John Horton Conway’s Game Of Life
April 20, 2012
We studied one-dimensional cellular automata in a previous exercise. In today’s exercise, we will implement the famous two-dimensional cellular automaton by the British mathematician John Horton Conway, the Game of Life. Life was introduced by Martin Gardner in the October 1970 issue of Scientific American; I can remember coming home from the library and tracing a glider as it moved across my checkerboard.
The automaton exists on an infinite two-dimensional grid of cells, each either alive or dead. Each cell has a neighborhood of the eight cells horizontally, vertically or diagonally adjacent to it. A cell that is alive in one generation dies if it has less than two live neighbors or more than three live neighbors, otherwise is survives to the next generation; a cell that is dead becomes alive at the next generation if it has exactly three living neighbors. All births and deaths occur simultaneously from one generation to the next.
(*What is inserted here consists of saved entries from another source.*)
PR #8208, opened 2021-08-04
Make sni.yaml errors cause an unrecoverable TS crash.

ywkaras:


brbzull0 (dismissed):

iocore/net/SSLSNIConfig.cc
```diff
@@ -170,7 +170,7 @@ SNIConfigParams::Initialize()
   if (!zret.isOK()) {
     std::stringstream errMsg;
     errMsg << zret;
-    Error("%s failed to load: %s", sni_filename, errMsg.str().c_str());
+    Emergency("%s failed to load: %s", sni_filename, errMsg.str().c_str());
```
randall, line 173: Is this just the initial load(on startup) of the the sni.yaml?

ywkaras: Yes

ywkaras:
[approve ci Clang-Analyzer]

iocore/net/SSLSNIConfig.cc
masaori335: It looks like reloading the sni.yaml comes here for me...what I'm missing?
https://github.com/apache/trafficserver/blob/11f987e3a84df907582ac6ea8150b414d15fc15e/iocore/net/SSLSNIConfig.cc#L196-L201

ywkaras: @rob05c did you want it to die hard on a reload as well?

rob05c: Yeah, I guess that's fine. On startup, you're not breaking any running traffic. Reload is a harder decision: do we kill the app and break running traffic in the face of a potential security/access concern?

I guess not breaking running traffic is an acceptable choice here. @alficles ^

I tried to see what other configs like ip_allow.yaml do. It throws an exception and crashes ATS. But I'm not sure if that's intentional or desirable.

I also feel like a running config changing to be malformed is at least a little less likely. It seems highly likely to me that a user might create a file wrong and never notice the log error; it seems slightly less likely that a user would create a correct file, and later malform it.

iocore/net/SSLSNIConfig.cc
```diff
@@ -166,13 +167,19 @@ SNIConfigParams::Initialize()
...
+  ts::Errata zret = Y_sni_tmp.loader(sni_filename);
   if (!zret.isOK()) {
     std::stringstream errMsg;
     errMsg << zret;
-    Error("%s failed to load: %s", sni_filename, errMsg.str().c_str());
+    if (TSSystemState::is_initializing()) {
+      Emergency("%s failed to load: %s", sni_filename, errMsg.str().c_str());
+    } else {
+      Error("%s failed to load: %s", sni_filename, errMsg.str().c_str());
+    }
```
ywkaras, line 179: This logic may be common enough that we should add a new diag output call, perhaps InitEmergency(), that blocks  startup if initializing, but simply logs an error otherwise.

iocore/net/SSLSNIConfig.cc
```diff
@@ -166,13 +167,19 @@ SNIConfigParams::Initialize()
...
     return 1;
   }
+  Y_sni = std::move(Y_sni_tmp);
```
ywkaras, line 182: I added this logic to make sure the static data remained the coherent, old version if an invalid sni.yaml was reloaded.

bryancall:
[approve ci]

zwoop:
Cherry-picked to v9.2.x

PR #8212, opened 2021-08-05
WIP - First view of the records.yaml file -  prototype 

brbzull0:
**WIP Draft PR** that shows a first view of the converted `records.config` into a `yaml `structure.  The whole idea is to show how this looks, start the conversation and collect feedback. This does not involve any core changes, it's just a view of the yaml file.

----------
As a part of this draft I have added a new  enable feature flag:  `--enable-records-yaml-gen` to let the build to process the existing `records.config.default.in` and convert it into a `YAML` file, with a proper structured objects. The script will basically drop the `proxy.config` and `proxy.local `and work from there. Main level structure will be `ts`. You can try this on with your own record.config and see how it looks, just check the parameters of the script(schema validation may fail)
 
#### Example
 
Just a small snap of a config file.
```
CONFIG proxy.config.exec_thread.autoconfig INT 1
CONFIG proxy.config.exec_thread.autoconfig.scale FLOAT 1.0
CONFIG proxy.config.exec_thread.limit INT 2
CONFIG proxy.config.exec_thread.affinity INT 1
CONFIG proxy.config.accept_threads INT 1
CONFIG proxy.config.task_threads INT 2
CONFIG proxy.config.cache.threads_per_disk INT 8
CONFIG proxy.config.net.sock_option_flag_in INT 0x5
CONFIG proxy.config.diags.debug.tags STRING http|dns
CONFIG proxy.config.dump_mem_info_frequency INT 0
CONFIG proxy.config.http.slow.log.threshold INT 0
```
 
will generate:
```yaml
ts:
  exec_thread:
    autoconfig:
      value: 1
      scale: 1.0
    limit: 2
    affinity: 1
  accept_threads: 1
  task_threads: 2
  cache:
    threads_per_disk: 8
  net:
    sock_option_flag_in: '0x5'
  diags:
    debug:
      tags: http|dns
  dump_mem_info_frequency: 0
  http:
    slow:
      log:
        threshold: 0
 
```
 
Note that for configs like this:
 
```yaml
CONFIG proxy.config.exec_thread.autoconfig INT 1
CONFIG proxy.config.exec_thread.autoconfig.scale FLOAT 1.0
```
We changed  the approach and added a 'value' field into the key(autoconfig) and made the main key a structure. So the above example will look like this:
```yaml
  exec_thread:
    autoconfig:
      value: 1
      scale: 1.0
```
If you want to see how it looks like the entire generated file: [check here](https://gist.github.com/brbzull0/e286e64e74f71061a6664cc961da6e51)
 
 
####  Schema
 
This draft also has a `records.schema.json` that is used to validate the generated records.yaml output, this is optional in the gen script.
 
The schema file is very basic and in its early stage, booleans, some enums and common types should be defined, this is WIP.
 
---- 
Python script is not yet a PR quality, so you can ignore it.
 
Feedback will be appreciated.

### DIFF
--- a/configs/Makefile.am
+++ b/configs/Makefile.am
@@ -41,6 +41,24 @@ dist_sysconf_DATA =	\
 	strategies.yaml.default \
 	volume.config.default
 
+if GENERATE_RECORDS_YAML
+all-am: gen-rec-yaml
+endif
+
+gen-rec-yaml:
+# generate records.yaml base on the current records.config, also run a schema validation with it.
+	@python3 $(top_builddir)/contrib/python/records_config_to_yaml.py \
+		--file records.config.default.in \
+		--schema records.schema.json \
+		--yaml \
+		--save2 records.yaml; \
+	if [ $$? -ne 0 ] ; then \
+		echo records.yaml file not generated.; \
+		exit 1; \
+	else \
+		echo records.yaml file generated.; \
+	fi
+
 install-exec-hook:
 	for dfltcfgfile in $(dist_sysconf_DATA) $(nodist_sysconf_DATA) ; \
 	do \
--- a/configs/records.schema.json
+++ b/configs/records.schema.json
@@ -1,0 +1,2457 @@
+{
+  "$schema": "http://json-schema.org/draft-04/schema#",
+  "title": "Rercods config schema",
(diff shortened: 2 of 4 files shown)


bryancall:
[approve ci]

PR #8217, opened 2021-08-06
uri_signing: fix for copying too many bytes and compiler warnings

traeak:
Fixes a memory fault discovered by asan (off by one error).
Also switches to use memset to initialize cjose_err and jwt_error_t types to remove compiler warnings.

### DIFF
--- a/plugins/experimental/uri_signing/config.c
+++ b/plugins/experimental/uri_signing/config.c
@@ -298,7 +298,8 @@ read_config_from_json(json_t *const issuer_json)
     }
 
     json_t *jwk_obj;
-    cjose_err jwk_err = {0};
+    cjose_err jwk_err;
+    memset(&jwk_err, 0, sizeof(cjose_err));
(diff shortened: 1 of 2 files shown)


plugins/experimental/uri_signing/config.c
```diff
@@ -298,7 +298,8 @@ read_config_from_json(json_t *const issuer_json)
     }
 
     json_t *jwk_obj;
-    cjose_err jwk_err = {0};
+    cjose_err jwk_err;
+    memset(&jwk_err, 0, sizeof(cjose_err));
```
ywkaras, line 302: I don't think these changes are necessary (but harmless).  https://godbolt.org/z/xceT5f5z8

ywkaras (approved):

plugins/experimental/uri_signing/config.c
traeak: True.  I wouldn't have changed these if clang wasn't complaining about those {0} initializers.  This was from centos llvm toolset 7.

zwoop:

zwoop:

PR #8225, opened 2021-08-09
Disambiguate overloads of Machine::is_self.

ywkaras:


iocore/utils/I_Machine.h
```diff
@@ -77,6 +77,11 @@ struct Machine {
   /// @return The global instance of this class.
   static self_type *instance();
   bool is_self(std::string_view name);
+  bool
+  is_self(char const *name)
+  {
+    return this->is_self(std::string_view(name));
+  }
```
bneradt, line 84: Probably best to keep the definition in `iocore/utils/Machine.cc` like the rest of the functions here.

bneradt (changes requested):
Thanks for fixing this Walt!

iocore/utils/I_Machine.h
ywkaras: OK

ywkaras: Not good for optimal inlining, but not called in any high-rep loop I don't think.

bneradt (commented):
Looks good to me.

ywkaras:
> Looks good to me.

You've still got it blocked.

randall (approved):

bneradt (approved):
Thanks Walt!

PR #9369, opened 2023-02-02
fatal.test.py autest: make it more reliable

bneradt:
The fatal.test.py test has been flaky because of a race condition between the process shutdown caused by TSFatal and the autest shutting down the process because the Default Process print statement finished. This patch adds a FileContaines ready condition for the TSFatal log message before ending the TestRun which makes it run correctly more reliably.


bneradt:
[approve ci autest]

bneradt:
On second thought, I'm just going to make one PR that fixes the related test inconsistency issues.

PR #9370, opened 2023-02-02
remap_load_empty_failure.test.py autest: make it more reliable

bneradt:
The remap_load_empty_failure.test.py had a race condition between the autest run finishing due to the Default echo process finishing and the traffic server instance writing the "remap.config failed to load" message to the diags.log. This updates the Ready condition for the traffic server process to wait until that log is printed before running the echo and ending the test.


bneradt:
I'll close this PR and file one that fixes the various test flakiness issues on master.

Mathematicians have shown that these simple rules evoke immense variety, and have built general-purpose computing structures from particular configurations of living cells. Forty-two years on, there are articles in scholarly journals, doctoral dissertations, and jillions of web sites that serve Life enthusiasts.
Your task is to write a program that computes and displays the history of a Life population. When you are finished, you are welcome to read or run a suggested solution, or to post your own solution or discuss the exercise in the comments below.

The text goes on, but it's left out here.